- WORK TO COMPLETE: Every line that appears in the listing is to be set down verbatim.

INPUT Block Start

PR #208, opened 2019-01-13
Add a list of projects that use Flask-Dance

singingwolfboy:
Follow up to #202. @headwinds, how does this look to you?


headwinds:
@singingwolfboy looks good! ha obviously I forgot to make a PR for the [version I did](https://github.com/headwinds/flask-dance/blob/master/docs/quickstarts/registry.rst) but your version does the trick too

PR #217, opened 2019-01-27
add parameter include_client_id.

### LINKED ISSUE #218: `include_client_id` in requests oauthlib 1.2.0 is not clear
Migrating from `requests-oauthlib` 1.0.0 to 1.2.0, Instagram stopped working.
After some debugging, I found out that the `client_id` and `client_secret` are not being sent. Long story short, I've added `token_url_params={'include_client_id': True}` to the initiation of the Instagram blueprint.
I think it should be more clear how to use the `include_client_id` parameter, and pass it as a standalone param instead of inside a dict.

### LINKED ISSUE #363: Flask 2.0
Pallets just released 2.0: https://flask.palletsprojects.com/en/2.0.x/changes/#version-2-0-0. I'm just dropping this issue here as a reminder for us to review the changelog and see if there's anything we need to do.

AdamGold:
closes #218

### DIFF
--- a/flask_dance/consumer/oauth2.py
+++ b/flask_dance/consumer/oauth2.py
@@ -38,6 +38,7 @@ class OAuth2ConsumerBlueprint(BaseOAuthConsumerBlueprint):
             authorization_url_params=None,
             token_url=None,
             token_url_params=None,
+            include_client_id=False,
             redirect_url=None,
             redirect_to=None,
             session_class=None,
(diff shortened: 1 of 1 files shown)


flask_dance/consumer/oauth2.py
```diff
@@ -243,6 +247,7 @@ def authorized(self):
                 self.token_url,
                 authorization_response=request.url,
                 client_secret=self.client_secret,
+                include_client_id=self.include_client_id,
```
singingwolfboy: Why not just set this in `token_url_params`?

AdamGold: Since `oauth2_session.py` lists this as a parameter, I think it would be more clear if this was a standalone parameter in this method as well.

singingwolfboy: Most people using Flask-Dance shouldn't have to think about requests-oauthlib, or whether it's correct to include the client ID, or any of those fiddly OAuth details. The whole point of Flask-Dance is to make it simpler. `token_url_params` provides an opportunity for developers who know those fiddly details to configure them as necessary, but including this option in the top-level arguments (and adding documentation for that option) seems needlessly confusing to me.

INPUT Block End

- SOLUTION FOR THIS TASK:
PR #208, opened 2019-01-13
Add a list of projects that use Flask-Dance

singingwolfboy:
Follow up to #202. @headwinds, how does this look to you?


headwinds:
@singingwolfboy looks good! ha obviously I forgot to make a PR for the [version I did](https://github.com/headwinds/flask-dance/blob/master/docs/quickstarts/registry.rst) but your version does the trick too

PR #217, opened 2019-01-27
add parameter include_client_id.

### LINKED ISSUE #218: `include_client_id` in requests oauthlib 1.2.0 is not clear
Migrating from `requests-oauthlib` 1.0.0 to 1.2.0, Instagram stopped working.
After some debugging, I found out that the `client_id` and `client_secret` are not being sent. Long story short, I've added `token_url_params={'include_client_id': True}` to the initiation of the Instagram blueprint.
I think it should be more clear how to use the `include_client_id` parameter, and pass it as a standalone param instead of inside a dict.

### LINKED ISSUE #363: Flask 2.0
Pallets just released 2.0: https://flask.palletsprojects.com/en/2.0.x/changes/#version-2-0-0. I'm just dropping this issue here as a reminder for us to review the changelog and see if there's anything we need to do.

AdamGold:
closes #218

### DIFF
--- a/flask_dance/consumer/oauth2.py
+++ b/flask_dance/consumer/oauth2.py
@@ -38,6 +38,7 @@ class OAuth2ConsumerBlueprint(BaseOAuthConsumerBlueprint):
             authorization_url_params=None,
             token_url=None,
             token_url_params=None,
+            include_client_id=False,
             redirect_url=None,
             redirect_to=None,
             session_class=None,
(diff shortened: 1 of 1 files shown)


flask_dance/consumer/oauth2.py
```diff
@@ -243,6 +247,7 @@ def authorized(self):
                 self.token_url,
                 authorization_response=request.url,
                 client_secret=self.client_secret,
+                include_client_id=self.include_client_id,
```
singingwolfboy: Why not just set this in `token_url_params`?

AdamGold: Since `oauth2_session.py` lists this as a parameter, I think it would be more clear if this was a standalone parameter in this method as well.

singingwolfboy: Most people using Flask-Dance shouldn't have to think about requests-oauthlib, or whether it's correct to include the client ID, or any of those fiddly OAuth details. The whole point of Flask-Dance is to make it simpler. `token_url_params` provides an opportunity for developers who know those fiddly details to configure them as necessary, but including this option in the top-level arguments (and adding documentation for that option) seems needlessly confusing to me.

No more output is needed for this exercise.